No leque de testemunhas, constam membros da família Espírito, como António Ricciardi e José Maria Ricciardi (que ontem logo veio justificar a forma como atuou na guerra com o primo Salgado em 2013). Da família, apenas foram acusados Salgado e José Manuel Espírito Santo e Manuel Fernando Espírito Santo.

Fora da acusação também estão antigos membros da administração executiva do BES, situação de Joaquim Goes e João Freixa, que surgem como testemunhas. Rita Cabral, que foi administradora não executiva do BES (conhecida também por ser namorada de Marcelo Rebelo de Sousa), encontra-se na lista de testemunhas. Helder Bataglia, braço-direito de Salgado para os assuntos em África, é apontado igualmente como testemunha pelos procuradores.

O Ministério Público considera ainda que conseguirá sustentar a acusação com a audição de António Ramalho, presidente do Novo Banco (que levou com a herança tóxica do BES), mas também do presidente da KPMG, Sikander Sattar. A auditora já foi, ela própria, alvo de uma condenação do Banco de Portugal pelo seu trabalho de certificação de contas do banco, antes da sua queda.

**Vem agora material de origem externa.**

PR #797, opened 2017-11-21
Replicate LUA scripts effects

cyberdelia:
Replicate LUA scripts effects rather than using pure scripts, it speeds up replication and avoid potential nasty consistency problems and having to design Lua scripts to be deterministic.

You can read more about this here: https://redis.io/commands/eval#scripts-as-pure-functions

### DIFF
--- a/lib/commands/addJob-6.lua
+++ b/lib/commands/addJob-6.lua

Dos 25 acusados pelo Ministério Público, 18 são pessoas individuais, sendo que uma parte relevante são membros ligados ao departamento financeiro do antigo BES: Morais Pires, o administrador com o pelouro, e Isabel Almeida, a diretora.

Nota ainda para a indicação como testemunha de José Guilherme, o construtor civil da Amadora que ofereceu 14 milhões de euros ao ex-banqueiro, uma oferta polémica, então justificada como uma liberalidade, pela ajuda dada pelo ex-banqueiro.

O processo cuja acusação foi agora alvo de despacho não é o único em torno do GES e BES, sendo que houve extração de certidões para que se realizem outros inquéritos, como os alegados pagamentos ligados a políticos da Venezuela.

Em relação a este caso que agora conhece a acusação, há agora um caminho pela frente: poderá ser pedida a instrução, com os acusados a tentarem evitar a ida a julgamento. A defesa de Salgado já reagiu, defendendo que não praticou qualquer crime - o Ministério Público aponta-lhe 65 crimes, um deles de liderar uma associação criminosa.